Just confirmed we are getting errors again. Here is the output in the log:

  | 2020-07-27T10:37:55.590-05:00 | 1595864270 => [QMGR] Starting job /tmp/fpsync/work/1595853730-8707/3422 (local)
  | 2020-07-27T10:39:28.387-05:00 | 1595864367 <= [QMGR] Job 1759:3403:local finished
  | 2020-07-27T10:39:28.387-05:00 | grep: write error: Broken pipe
  | 2020-07-27T10:39:33.590-05:00 | 1595864368 => [QMGR] Starting job /tmp/fpsync/work/1595853730-8707/3423 (local)
  | 2020-07-27T10:40:13.915-05:00 | 1595864413 <= [QMGR] Job 10103:3378:local finished
  | 2020-07-27T10:40:13.915-05:00 | grep: write error: Broken pipe

Here is the invocation of FPSync:

/usr/bin/fpsync -O -X /ebs/geisprd/.glusterfs -X ./.root -n 32 -f 500000 -vvvv /ebs/geisprd/ /efs/nv-wc-geis-prd/vault12/

This is using FPSync 1.2 and grep 3.4.

martymac commented 4 years ago

Hi,

No, /tmp/fpsync should not be that big : it should only be able to hold partitions (so you may need some free inodes, but not a lot of space).

Thanks for having updated grep!
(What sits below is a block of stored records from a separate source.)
PR #2128, opened 2017-07-11
Rollbar plugin

hkjorgensen:
Send deploy notifications to [Rollbar](https://www.rollbar.com) after deploy. It's configurable to N number of webhooks if users have multiple Rollbar instances around the globe. 

Screenshot:
image

/cc @zendesk/samson @craig-day 

### Tasks
 - [ ] :+1: from team

### Risks
- Level: Low

### DIFF
--- a/db/schema.rb
+++ b/db/schema.rb
@@ -10,7 +10,7 @@
 #
 # It's strongly recommended that you check this file into your version control system.
 
-ActiveRecord::Schema.define(version: 20170622010111) do
+ActiveRecord::Schema.define(version: 20170711174532) do
 
   create_table "audits", force: :cascade do |t|
     t.integer "auditable_id", null: false
@@ -385,6 +385,16 @@ ActiveRecord::Schema.define(version: 20170622010111) do
     t.integer "build_id"
     t.index ["build_id"], name: "index_releases_on_build_id"
     t.index ["project_id", "number"], name: "index_releases_on_project_id_and_number", unique: true
+  end
+
+  create_table "rollbar_webhooks", force: :cascade do |t|
+    t.text "webhook_url", null: false
+    t.string "access_token", null: false
+    t.string "environment", null: false
+    t.integer "stage_id", null: false
+    t.datetime "created_at", null: false
+    t.datetime "updated_at", null: false
+    t.index ["stage_id"], name: "index_rollbar_webhooks_on_stage_id"
   end
 
   create_table "secret_sharing_grants", force: :cascade do |t|
--- a/plugins/rollbar/README.md
+++ b/plugins/rollbar/README.md
@@ -1,0 +1,8 @@
+# Rollbar Plugin
+
+This plugin adds deploy tracking to [Rollbar](https://rollbar.com/)
+
+1. The webhook URL is `https://api.rollbar.com/api/1/deploy/` unless it's a self-hosted instance.
+2. Sign in to Rollbar and go to the "Deploys" area.
+3. c/p the `access_token` to Samson.
+4. The `environment` name must match one from Rollbar "Settings > General > Environments".
--- a/plugins/rollbar/README.md
+++ b/plugins/rollbar/README.md
@@ -2,7 +2,7 @@
 
 This plugin adds deploy tracking to [Rollbar](https://rollbar.com/)
 
-1. The webhook URL is `https://api.rollbar.com/api/1/deploy/` unless it's a self-hosted instance.
+1. Add `https://api.rollbar.com/api/1/deploy/` to the the webhook URL, unless you're using a self-hosted instance of Rollbar.
 2. Sign in to Rollbar and go to the "Deploys" area.
 3. c/p the `access_token` to Samson.
 4. The `environment` name must match one from Rollbar "Settings > General > Environments".
--- a/plugins/rollbar/app/models/rollbar_notification.rb
+++ b/plugins/rollbar/app/models/rollbar_notification.rb
@@ -1,0 +1,27 @@
+# frozen_string_literal: true
+require 'faraday'
+
+class RollbarNotification
+  def initialize(webhook_url:, access_token:, environment:, revision:)
+    @webhook_url = webhook_url
+    @access_token = access_token
+    @environment = environment
+    @revision = revision
+  end
+
+  def deliver
+    Rails.logger.info "Sending Rollbar notification..."
+    response = Faraday.post(
+      @webhook_url,
+      access_token: @access_token,
+      environment: @environment,
+      revision: @revision
+    )
+
+    if response.success?
+      Rails.logger.info "Sent Rollbar notification"
+    else
+      Rails.logger.info "Failed to send Rollbar notification. HTTP #{response.status}: #{response.body}"
+    end
+  end
+end
--- a/plugins/rollbar/app/views/samson_rollbar/_stage_form.html.erb
+++ b/plugins/rollbar/app/views/samson_rollbar/_stage_form.html.erb
@@ -8,15 +8,15 @@
       <%= form.fields_for :rollbar_webhooks do |rollbar_field| %>
         <div class="form-group">
           <div class="col-lg-4">
-            <%= rollbar_field.url_field :webhook_url, class: "form-control", placeholder: "Webhook URL" %>
+            <%= rollbar_field.url_field :webhook_url, class: "form-control", placeholder: "Webhook URL", required: true  %>
           </div>
 
           <div class="col-lg-3">
-            <%= rollbar_field.text_field :access_token, class: "form-control", placeholder: "Access token" %>
+            <%= rollbar_field.text_field :access_token, class: "form-control", placeholder: "Access token", required: true %>
           </div>
 
           <div class="col-lg-3">
-            <%= rollbar_field.text_field :environment, class: "form-control", placeholder: "Environment" %>
+            <%= rollbar_field.text_field :environment, class: "form-control", placeholder: "Environment", required: true %>
           </div>
 
           <%= delete_checkbox rollbar_field %>
--- a/plugins/rollbar/app/views/samson_rollbar/_stage_form.html.erb
+++ b/plugins/rollbar/app/views/samson_rollbar/_stage_form.html.erb
@@ -1,0 +1,27 @@
+<% if DeployGroup.enabled? %>
+  <fieldset>
+    <legend>Rollbar</legend>
+    <% stage = form.object %>
+    <% stage.rollbar_webhooks.build %>
+
+    <div class="col-lg-offset-2">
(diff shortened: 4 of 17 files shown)


plugins/rollbar/app/views/samson_rollbar/_stage_form.html.erb
```diff
@@ -0,0 +1,27 @@
...
+  <fieldset>
+    <legend>Rollbar</legend>
+    <% stage = form.object %>
+    <% stage.rollbar_webhooks.build %>
+
+    <div class="col-lg-offset-2">
+      <%= form.fields_for :rollbar_webhooks do |rollbar_field| %>
+        <div class="form-group">
+          <div class="col-lg-4">
+            <%= rollbar_field.url_field :webhook_url, class: "form-control", placeholder: "Webhook URL" %>
```
craig-day: maybe default the value to rollbar.com in addition to the placeholder?

db/schema.rb
```diff
@@ -125,7 +125,7 @@
   create_table "environment_variable_groups", id: :integer, force: :cascade do |t|
     t.string "name", null: false
     t.text "comment"
-    t.index ["name"], name: "index_environment_variable_groups_on_name", unique: true
+    t.index ["name"], name: "index_environment_variable_groups_on_name", unique: true, length: { name: 191 }
```
craig-day: I would undo all of the changes in here unrelated to your table, this file is a little hard to manage because samson supports three db types

plugins/rollbar/README.md
```diff
@@ -0,0 +1,8 @@
+# Rollbar Plugin
+
+This plugin adds deploy tracking to [Rollbar](https://rollbar.com/)
+
+1. The webhook URL is `https://api.rollbar.com/api/1/deploy/` unless it's a self-hosted instance.
```
craig-day: Does the code default to this, or are you telling people what it normally is?

db/schema.rb
hkjorgensen: Ok will change.

plugins/rollbar/README.md
hkjorgensen: This is the default url that must be put into Samson, will rephrase it.

plugins/rollbar/app/views/samson_rollbar/_stage_form.html.erb
hkjorgensen: Then it will add an entry on every save. Added it to the README.md - because that's probably the first thing you have to look up :-)

plugins/rollbar/app/models/rollbar_notification.rb
```diff
@@ -0,0 +1,34 @@
...
+
+class RollbarNotification
+  def initialize(webhook_url:, access_token:, environment:, revision:)
+    @webhook_url = webhook_url
+    @access_token = access_token
+    @environment = environment
+    @revision = revision
+  end
+
+  def self.deliver(webhook_url:, access_token:, environment:, revision:)
```
grosser: can we handle delivery right here instead of 8+ lines of extra passing things around to the instance ?

plugins/rollbar/app/models/rollbar_notification.rb
```diff
@@ -0,0 +1,34 @@
...
+    Rails.logger.info "Sending Rollbar notification..."
+    response = Faraday.post(@webhook_url,
+      access_token: @access_token,
+      environment: @environment,
+      revision: @revision)
+
+    if response.success?
+      Rails.logger.info "Sent Rollbar notification"
+    else
+      Rails.logger.info "Failed to send Rollbar notification: #{response.body}"
```
grosser: `status_code` would also be interesting

plugins/rollbar/app/models/rollbar_notification.rb
```diff
@@ -0,0 +1,34 @@
...
+      webhook_url: webhook_url,
+      access_token: access_token,
+      environment: environment,
+      revision: revision
+    ).deliver
+  end
+
+  def deliver
+    Rails.logger.info "Sending Rollbar notification..."
+    response = Faraday.post(@webhook_url,
```
grosser: prefer consistent alignment:

```
foo(
  bar,
  baz: 1
)
```

plugins/rollbar/app/views/samson_rollbar/_stage_form.html.erb
grosser: `placeholder: 'rollbar.com'`

plugins/rollbar/db/migrate/20170711174532_create_rollbar_webhooks.rb
```diff
@@ -0,0 +1,15 @@
+# frozen_string_literal: true
+class CreateRollbarWebhooks < ActiveRecord::Migration[5.1]
+  def change
+    create_table :rollbar_webhooks do |t|
+      t.text :webhook_url, null: false
+      t.string :access_token, null: false
+      t.string :environment, null: false
+      t.integer :stage_id, null: false
+
+      t.timestamps
```
grosser: FYI can use `t.index` here

plugins/rollbar/test/decorators/stage_decorator_test.rb
```diff
@@ -0,0 +1,28 @@
...
+  let(:attributes) do
+    {
+      webhook_url: "http://rollbar.com/abcdef",
+      access_token: "test",
+      environment: 'staging',
+      stage_id: stage.id
+    }
+  end
+
+  describe "#rollbar" do
```
grosser: `rollbar` is not a method ... so use `describe "assigning rollbar attributes"` or so

plugins/rollbar/test/decorators/stage_decorator_test.rb
```diff
@@ -0,0 +1,28 @@
+# frozen_string_literal: true
+require_relative '../test_helper'
+
+SingleCov.covered!
+
+describe Stage do
+  let(:stage) { stages(:test_staging) }
+  let(:attributes) do
```
grosser: not used ?

plugins/rollbar/test/models/rollbar_notification_test.rb
```diff
@@ -0,0 +1,31 @@
+# frozen_string_literal: true
+require_relative '../test_helper'
+
+SingleCov.covered! uncovered: 2
```
grosser: cover em all!

hkjorgensen:
@grosser thank you for your feedback, I'll address some of it.
It _is_ just another webhook (like most of Samsons plugins), but the general webhooks does not allow defining custom variables and mapping deploy data to the webhook payload - that would be awesome a lot of the Samson plugins.

In this case, Rollbar requires the following data; `access_token`, `environment`, `revision`.

hkjorgensen:
@grosser can you give it another spin? I'll squash the last commits after an approval.

plugins/rollbar/app/models/rollbar_notification.rb
hkjorgensen: I've updated it to match the suggested style, Rubocop should be updated to enforce this :-)

plugins/rollbar/app/views/samson_rollbar/_stage_form.html.erb
hkjorgensen: The other plugins that define a placeholder uses. "Webhook URL" was aiming for consistency. `README.md` explains how to get things up and running.

grosser:
Only thing that would need a mapping would be `revision` everything else can be url-encoded ... so could add this as `mappings` field to outbound-webhooks ... empty by default and can add `revision=%{revision}` ?

grosser:
would still like to get rid of the `.deliver -> initialize -> #deliver` indirection ... but otherwise looks alright.

grosser:
... unifying more of these things into outbound webhooks would be nice since we can share UI improvements / error handling etc ... but maybe for others mapping is not that easy as in this case ... still most of them should be straight forward like `revision` here ...

hkjorgensen:
> ... unifying more of these things into outbound webhooks would be nice since we can share UI improvements / error handling etc ... but maybe for others mapping is not that easy as in this case ... still most of them should be straight forward like revision here ...

Upgrading the general webhook plugin could turn it into a powerful tool! The UI is the tricky part. Besides a 1:1 mapping and it could use simple string transformation DSL; maybe regexp based search/replace.

grosser:
maybe no UI at all ... just add %{revision} into the url and we replace it ?

hkjorgensen:
> would still like to get rid of the .deliver -> initialize -> #deliver indirection ... but otherwise looks alright.
@grosser addressed - approved?

plugins/rollbar/app/views/samson_rollbar/_stage_form.html.erb
```diff
@@ -0,0 +1,27 @@
...
+          </div>
+
+          <div class="col-lg-3">
+            <%= rollbar_field.text_field :access_token, class: "form-control", placeholder: "Access token" %>
+          </div>
+
+          <div class="col-lg-3">
+            <%= rollbar_field.text_field :environment, class: "form-control", placeholder: "Environment" %>
```
grosser: `required: true` for all of them ?

plugins/rollbar/test/models/rollbar_notification_test.rb
grosser: still 2 uncovered lines ?

grosser:
use a password field for access_token ?
... also might want to ignore that from the logs ... see 00_filter_parameter_logging.rb initializer

hkjorgensen:
@grosser - thanks, applied all of them. 👍  ?

plugins/rollbar/app/views/samson_rollbar/_stage_form.html.erb
```diff
@@ -0,0 +1,27 @@
+<% if DeployGroup.enabled? %>
+  <fieldset>
+    <legend>Rollbar</legend>
+    <% stage = form.object %>
+    <% stage.rollbar_webhooks.build %>
```
grosser: FYI `@stage` works too

plugins/rollbar/test/models/rollbar_notification_test.rb
```diff
@@ -0,0 +1,41 @@
...
+          environment: 'test',
+          revision: 'v1'
+        }
+      )
+
+      notification.deliver
+      assert_requested request
+    end
+
+    it 'doesnt work' do
```
grosser: better with `it 'shows error messages'` or so ... but not important

grosser:
maybe have some kind of test callback when saving ... not sure if that is possible without a deploy ... also check that all rollbar instances are even reachable from samson ... from console or curl from host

So, finally, we have confirmation that grep also fails due to a broken pipe. EPIPE means there is no process to read the data. In our case, most probably 'head' having finished its work and exited before grep.

Re-reading fpsync code and your original logs (from the zip file), I think your are safe here as we can see that the next job has been picked up correctly (512, then 513, ...) so you can ignore those stderr warnings. This should probably not appear to the end-user, so I'll fix the code ASAP.

Thanks a lot for your report (and thanks for using fpart/fpsync :)) !

Ganael.

martymac commented 4 years ago

Should be fixed now (see commit https://github.com/martymac/fpart/commit/996e890b1f52e2254415bacf13d502473619ee5c), thanks again!

gamename commented 4 years ago

No problem. Thank you for all your help.